How does government manage the consequences of an imbalance in speed of transparency & speed of accountability?

One of the emerging challenges for governments in the online age is managing the discrepancy between the speed of transparency and the speed of accountability.

With digitalisation and the internet, the speed at which government information is made public is becoming faster, with it being easier to collect, aggregate and publish information and data in near or even real-time.

We see this particularly in public transit data, where many cities around the world now publish real-time data on the location and load of their buses, trains and trams, and in the health industry where a number of states have begun offering near real-time data on the congestion in emergency waiting rooms.

We're also seeing similar near real-time reporting on river levels, dams, traffic congestion and closures, and estimated real-time reports on everything from population to national debt levels.

This trend is expanding, with the Sense-T network in Tasmania pioneering an economy-wide sensor network and data resource. Similarly the Department of Finance in Canberra is working on a system to provide real-time budget information on government expenditure down to every $500 for internal management and public transparency purposes.

This trend is a leap forward in government transparency, providing citizens, bureaucrats and politicians with far greater visibility on how our governance systems are performing and far more capability to identify trends or patterns quickly.

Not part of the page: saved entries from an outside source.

PR #13097, opened 2026-09-10
Update managed-netty version to 4.2.18.Final

sdelamo:
https://github.com/netty/netty/releases/tag/netty-4.2.18.Final

> Netty 4.2.18 also changes decompression buffer growth. Compressed requests with very small micronaut.server.max-request-buffer-
  > size values may now fail with DecompressionException. The cumulative body-limit test allows additional decoder allocation
  > headroom while retaining its 64-byte body limit.


graemerocher (commented):
**Verdict.** Code changes are correct. Two things should be fixed before merge, neither a code change:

We're seeing a similar transparency event at the moment, with the expenses scandal enfolding the Speaker of the House of Representatives, Bronwyn Bishop, related to her use of a helicopter and several charter flights to attend political fund-raising events.

What this event has also highlighted is that while Australia's governance systems are increasing the speed of transparency, our capability to apply that information to accountable decision-making isn't consistently accelerating at the same rate.

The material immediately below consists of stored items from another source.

PR #13103, opened 2026-09-10
JSON handling correctness fixes

graemerocher:
## Summary

- **`ResponseLifecycle`: a reactive response body without a route is now framed as a JSON
  array.** When a `Publisher` body was encoded without a `RouteInfo` — a response produced by a
  server filter or an exception handler — `isJson` was hard-coded to `false`, so the items were
  written as concatenated JSON documents (`{...}{...}`) under `Content-Type: application/json`,
  which is not a valid JSON body. The flag is now derived from the resolved content type in that
  case too, mirroring `RouteInfo#isResponseBodyJsonFormattable` by excluding `byte[]` and
  `ByteBuffer` items, which keep being written through unchanged. Without a route there is no
  declared body type, so the item type is taken from the first item that is written;
  `LazySendingSubscriber` only completes the flow once that item has been produced.

- **`JsonMessageHandler.writePiece` honours the declared `Argument`.** `writeTo(..)` serializes
  with the declared type and passes an already serialized JSON document (a `CharSequence` with a
  declared type of `Object`) through unchanged, while `writePiece(..)` called
  `jsonMapper.writeValue(s, object)`, dropping both. The two entry points now share one code path.
  On the Netty server only `writePiece` runs, so this is where the two runtimes could disagree.

- **`JsonCounter`: the framing of an unwrapped top-level array is validated.** The comma between
  elements was optional and a comma where an element was expected became part of the next element,
  so `[1 2]`, `[{}{}]`, `["foo""bar"]`, `[1,,2]` and `[,1]` were all accepted as framing. The
  separator is now required and a comma in place of an element is rejected. Separately, the end of
  the input was never checked against the unwrapping state, so `[1,2`, `[{}` and a lone `[`
  completed normally; the new `JsonCounter#noMoreInput`, called by `JsonChunkedProcessor` when the
  input ends, fails unless the top-level array was closed. Each element was already parsed by
  Jackson, so this only concerns the framing itself.

- **`JsonCounter`: the UTF-16/UTF-32 check honours the reader index.** It read the first four bytes
  of the buffer by absolute index while every other access in the class — and
  `JsonChunkedProcessor.countLoop`, which explicitly supports a non-zero reader index — works
  relative to `readerIndex()`. Buffers handed to `feed()` currently always start at zero, so this
  was not reachable from the wire; it is now read from the reader index and only inspects bytes
  that map to the first four bytes of the input.

## Testing

- `./gradlew :micronaut-http-netty:test :micronaut-json-core:test` — 184 tests, all green.
- `./gradlew :micronaut-http-server-netty:test --tests '*Json*'` — 90 tests, all green.
- `./gradlew :micronaut-http-server-netty:test` — 1160 tests, all green (19 skipped).
- `./gradlew :micronaut-http-server:test :micronaut-jackson-databind:test` — 128 + 64 tests, all
  green.
- `checkstyleMain`/`checkstyleTest` for `http-server`, `json-core`, `http-netty`,
  `http-server-netty` and `jackson-databind`. The only reported violations are pre-existing and in
  untouched files: the file length of `NettyHttpServerConfiguration` and a javadoc violation in
  `NettyWebSocketSession`.

Fail-before evidence, each recorded by restoring the base version of the changed main source and
re-running the new test:

- `FilterJsonArrayResponseSpec` "reactive response body without a route is formatted as a json
  array": `response.body() == '[{"n":1},{"n":2}]'` failed with the body
  `{"n":1}{"n":2}` (the two sibling cases, `byte[]` items and a non-JSON content type, pass before
  and after and guard against over-framing).
- `JsonMessageHandlerWritePieceSpec`: "writePiece writes an already serialized document through
  unchanged" failed with `"{\"foo\":\"bar\"}"` instead of `{"foo":"bar"}`, and the
  `writePiece`/`writeTo` agreement case for a declared `Object` failed the same way.
- `JsonCounterSpec` "illegal inputs unwrapTopLevelArray": all nine new inputs (`[1 2]`, `[{}{}]`,
  `["foo""bar"]`, `[1,,2]`, `[,1]`, `[`, `[1,2`, `[{}`, `[{"foo":`) failed with "Expected exception
  of type 'io.micronaut.json.JsonSyntaxException', but no exception was thrown", in all three
  feeding modes including the new byte-by-byte one. (To run these against the old logic,
  `noMoreInput` was temporarily stubbed out as a no-op.)
- `JsonCounterSpec` "non-zero reader index" failed with `JsonSyntaxException: Input must be legal
  UTF-8 JSON` on the buffer whose JSON starts at reader index 4.
- `JsonBodyBindingSpec` "test truncated json array with publisher argument" failed with "Expected
  exception of type 'HttpClientResponseException', but no exception was thrown" — the truncated
  body completed as an empty stream with a `200`.

New coverage: `JsonCounterSpec` now also feeds every top-level-array case one byte at a time
through a helper that mirrors `JsonChunkedProcessor`, so chunk boundaries inside an element and
between an element and its separator are covered.

## Out of scope

- A truncated request body bound to a reactive type is rejected with a `500`, not a `400`. Errors
  raised while a request body is streamed reach `ResponseLifecycle#handleStreamingError`, which
  does not consult `ExceptionHandler` beans, so a malformed *element* (for example
  `[{"name":}]`) already produces a `500` today. The new test asserts the same status as that
  pre-existing case; routing streamed-body errors to the JSON exception handler is a separate
  change.
- A trailing comma (`[1,]`) is still accepted as framing. `JsonCounter` documents that it does not
  detect every syntax error, and rejecting it needs a third state in the unwrapping state machine.

## Behaviour change

A reactive response body produced **without a route** (a server filter or an exception handler returning `HttpResponse.ok(Flux.just(...))`) with a JSON content type is now written as a JSON array, as a routed `Flux<T>` always was. That includes custom `+json` types such as `application/problem+json` and `application/vnd.foo+json`; `application/x-json-stream` is unaffected. Single-value publishers (`Mono`, `Single`, `Maybe`) are not framed. Anyone streaming concatenated JSON documents from a filter under a `+json` content type will see `[...]` framing after this change.

A JSON syntax error in a streamed `Publisher<T>` request body is answered with 400 instead of 500.

### DIFF
--- a/http-netty/src/main/java/io/micronaut/http/netty/body/JsonCounter.java
+++ b/http-netty/src/main/java/io/micronaut/http/netty/body/JsonCounter.java
@@ -86,13 +86,13 @@ public final class JsonCounter {
             // If the input is utf-16 or utf-32, one of the first four bytes will be 0. Checking
             // this separately and only for four bytes allows us to avoid the work in the hot loops
             // below.
-            int r = buf.readableBytes();
-            if ((r >= 1 && buf.getByte(0) == 0)
-                || (r >= 2 && buf.getByte(1) == 0)
-                || (r >= 3 && buf.getByte(2) == 0)
-                || (r >= 4 && buf.getByte(3) == 0)) {
-
-                throw new JsonSyntaxException("Input must be legal UTF-8 JSON");
+            int i = buf.readerIndex();
+            // only look at the bytes of this buffer that are among the first four bytes of the input
+            int end = i + Math.min(buf.readableBytes(), 4 - (int) position);
+            for (; i < end; i++) {
+                if (buf.getByte(i) == 0) {
+                    throw new JsonSyntaxException("Input must be legal UTF-8 JSON");
+                }
             }
         }
         if (!isBuffering()) {
--- a/http-netty/src/main/java/io/micronaut/http/netty/body/JsonCounter.java
+++ b/http-netty/src/main/java/io/micronaut/http/netty/body/JsonCounter.java
@@ -59,7 +59,7 @@ public final class JsonCounter {
      *
      * @see #unwrapTopLevelArray()
      */
-    private boolean allowUnwrappingArrayComma;
+    private boolean expectUnwrappingArrayComma;
 
     /**
      * The region of the last complete top-level JSON node we have visited. Polled by the user.
@@ -100,6 +100,18 @@ public final class JsonCounter {
         }
         if (isBuffering()) {
             proceedUntilNonBuffering(buf);
+        }
+    }
+
+    /**
+     * Signal that the input has ended. A top-level array that is being
+     * {@link #unwrapTopLevelArray() unwrapped} must have been closed at this point.
+     *
+     * @throws JsonSyntaxException If the input ended inside the top-level array
+     */
+    public void noMoreInput() throws JsonSyntaxException {
+        if (unwrappingArray && state != State.AFTER_UNWRAP_ARRAY) {
+            throw new JsonSyntaxException("Unexpected end of input inside the top-level array");
         }
     }
 
@@ -219,12 +231,21 @@ public final class JsonCounter {
                 throw new JsonSyntaxException("UTF-8 BOM not allowed");
             }
 
-            // if we are unwrapping a top-level array, search for a comma
-            if (allowUnwrappingArrayComma) {
+            // if we are unwrapping a top-level array, the elements must be separated by commas
+            if (unwrappingArray) {
                 i = skipWs(buf, i, end);
-                if (i < end && buf.getByte(i) == ',') {
-                    allowUnwrappingArrayComma = false;
-                    i++;
+                if (i < end) {
+                    byte b = buf.getByte(i);
+                    if (expectUnwrappingArrayComma) {
+                        if (b == ',') {
+                            expectUnwrappingArrayComma = false;
+                            i++;
+                        } else if (b != ']') {
+                            failMissingComma();
+                        }
+                    } else if (b == ',') {
+                        failUnexpectedComma();
+                    }
                 }
             }
             i = skipWs(buf, i, end);
@@ -266,6 +287,7 @@ public final class JsonCounter {
             case ']' -> {
                 if (unwrappingArray) {
                     state = State.AFTER_UNWRAP_ARRAY;
+                    expectUnwrappingArrayComma = false;
                 } else {
                     failMismatchedBrackets();
                 }
@@ -311,7 +333,7 @@ public final class JsonCounter {
             position--;
             flushAfter();
             position++;
-            allowUnwrappingArrayComma = unwrappingArray;
+            expectUnwrappingArrayComma = unwrappingArray;
             state = State.BASE;
         } else if (unwrappingArray && (b == ',' || b == ']')) {
             position--;
@@ -322,7 +344,7 @@ public final class JsonCounter {
             } else {
                 state = State.AFTER_UNWRAP_ARRAY;
             }
-            allowUnwrappingArrayComma = false;
+            expectUnwrappingArrayComma = false;
         } else {
             failMissingWs();
         }
@@ -397,7 +419,7 @@ public final class JsonCounter {
         assert position >= bufferStart;
         lastFlushedRegion = new BufferRegion(bufferStart, position + 1);
         bufferStart = -1;
-        allowUnwrappingArrayComma = unwrappingArray;
+        expectUnwrappingArrayComma = unwrappingArray;
     }
 
     /**
@@ -450,6 +472,14 @@ public final class JsonCounter {
 
     private static void failMismatchedBrackets() throws JsonSyntaxException {
         throw new JsonSyntaxException("JSON has mismatched brackets");
+    }
+
+    private static void failMissingComma() throws JsonSyntaxException {
+        throw new JsonSyntaxException("Expected a comma between the elements of the top-level array");
+    }
+
+    private static void failUnexpectedComma() throws JsonSyntaxException {
+        throw new JsonSyntaxException("Expected an element of the top-level array, not a comma");
     }
 
     private static void failMissingWs() throws JsonSyntaxException {
--- a/http-server/src/main/java/io/micronaut/http/server/ResponseLifecycle.java
+++ b/http-server/src/main/java/io/micronaut/http/server/ResponseLifecycle.java
@@ -22,6 +22,7 @@ import io.micronaut.core.convert.ConversionService;
 import io.micronaut.core.execution.ExecutionFlow;
 import io.micronaut.core.io.buffer.ByteBuffer;
 import io.micronaut.core.type.Argument;
+import io.micronaut.core.convert.exceptions.ConversionErrorException;
 import io.micronaut.http.ByteBodyHttpResponse;
 import io.micronaut.http.ByteBodyHttpResponseWrapper;
 import io.micronaut.http.HttpMethod;
@@ -41,6 +42,7 @@ import io.micronaut.http.body.ResponseBodyWriter;
 import io.micronaut.http.codec.CodecException;
 import io.micronaut.http.exceptions.HttpStatusException;
 import io.micronaut.http.reactive.execution.ReactiveExecutionFlow;
+import io.micronaut.json.JsonSyntaxException;
 import io.micronaut.web.router.DefaultUrlRouteInfo;
 import io.micronaut.web.router.RouteAttributes;
 import io.micronaut.web.router.RouteInfo;
@@ -308,7 +310,15 @@ public abstract class ResponseLifecycle {
     protected final ExecutionFlow<? extends ByteBodyHttpResponse<?>> handleStreamingError(HttpRequest<?> request, Throwable t) {
         // limited error handling
         MutableHttpResponse<?> errorResponse;
-        if (t instanceof HttpStatusException hse) {
+        if (t instanceof ConversionErrorException cee && cee.getCause() instanceof JsonSyntaxException jse) {
+            // with delayed parsing, json syntax errors show up as conversion errors
+            t = jse;
+        }
+        if (t instanceof JsonSyntaxException) {
+            // a syntax error in a streamed request body is the client's fault, not the server's,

In other words, while we increasingly can obtain the information needed for rapid decision-making, the entrenched processes and methods for decision-making in government are lagging far behind.

We see this in the failure rate of IT projects, which can drag on for years after it's clear they will fail, when laws fail to work as they should and it takes months or years to amend them, when the public has judged a politician's actions, but parliament can take no formal action for months due to being out of session.

Of course many sound reasons can and are given by bureaucrats and politicians as to why decisions need to take lots of time.

Decision-makers from the pre-internet world will say that they need to ensure they have all the necessary data, have digested it, reflected on it, considered alternatives and consequences, consulted widely and only then are able to tweak or change a decision.

This is a fair position with many defensible qualities - it reflects the world in which these people grew up, when decision-making could be undertaken leisurely while the world waited.

However both management theory and the behaviour of our communities have changed.

Start-ups grow and become huge companies based on their ability to make decisions rapidly. They are continuously experimenting and testing new approaches to 'tweak' their businesses for greater success. This is underpinned by streams of real-time data which show the consequences of each experimental change, allowing the organisations to adjust their approach in very short time-frames, minimising their potential losses from sub-optimal decisions.

The community equally reacts very quickly to evidence of poor decisions and bad outcomes, with the internet, particularly social media, fueling this trend.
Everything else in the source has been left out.